Task goal: What is needed is an exact copy of every entry below.

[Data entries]
+ + +

PR #5390, opened 2022-12-08
FIX-#0000: check old versions of dependencies

anmyachev:

## What do these changes do?

- [ ] Resolves #? 
- [ ] tests added and passing

### DIFF
--- a/environment-dev.yml
+++ b/environment-dev.yml
@@ -5,7 +5,7 @@ dependencies:
   - pandas==1.5.2
   - numpy>=1.18.5
   - pyarrow>=4.0.1
-  - ray-default>=1.4.0
+  - ray-default==1.8.0
   # workaround for https://github.com/conda/conda/issues/11744
   - grpcio!=1.45.*
   - grpcio!=1.46.*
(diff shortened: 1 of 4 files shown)


YarShev (approved):
Fine by me!

environment-dev.yml
```diff
@@ -4,12 +4,11 @@ channels:
 dependencies:
   - pandas==1.5.2
   - numpy>=1.18.5
-  - pyarrow>=4.0.1
-  - ray-default>=1.4.0
+  - ray-default>=1.13.0
+  - pyarrow
```
vnlitvinov, line 8: why remove minimal requirement on pyarrow?

vnlitvinov (approved):
I'm not _entirely_ sold on Ray 1.13 - it was released less than half a year ago..
However, moving to a better defined dependency is probably worth it...

environment-dev.yml
anmyachev: I'm not sure. At the moment, we can keep at least the lower bounds of dependency versions for different engines consistent. However, with each new engine added, this will become more and more difficult. Perhaps at some point, some engines will become completely incompatible...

+ + +

Answer for this exercise:
PR #5390, opened 2022-12-08
FIX-#0000: check old versions of dependencies

anmyachev:

## What do these changes do?

- [ ] Resolves #? 
- [ ] tests added and passing

### DIFF
--- a/environment-dev.yml
+++ b/environment-dev.yml
@@ -5,7 +5,7 @@ dependencies:
   - pandas==1.5.2
   - numpy>=1.18.5
   - pyarrow>=4.0.1
-  - ray-default>=1.4.0
+  - ray-default==1.8.0
   # workaround for https://github.com/conda/conda/issues/11744
   - grpcio!=1.45.*
   - grpcio!=1.46.*
(diff shortened: 1 of 4 files shown)


YarShev (approved):
Fine by me!

environment-dev.yml
```diff
@@ -4,12 +4,11 @@ channels:
 dependencies:
   - pandas==1.5.2
   - numpy>=1.18.5
-  - pyarrow>=4.0.1
-  - ray-default>=1.4.0
+  - ray-default>=1.13.0
+  - pyarrow
```
vnlitvinov, line 8: why remove minimal requirement on pyarrow?

vnlitvinov (approved):
I'm not _entirely_ sold on Ray 1.13 - it was released less than half a year ago..
However, moving to a better defined dependency is probably worth it...

environment-dev.yml
anmyachev: I'm not sure. At the moment, we can keep at least the lower bounds of dependency versions for different engines consistent. However, with each new engine added, this will become more and more difficult. Perhaps at some point, some engines will become completely incompatible...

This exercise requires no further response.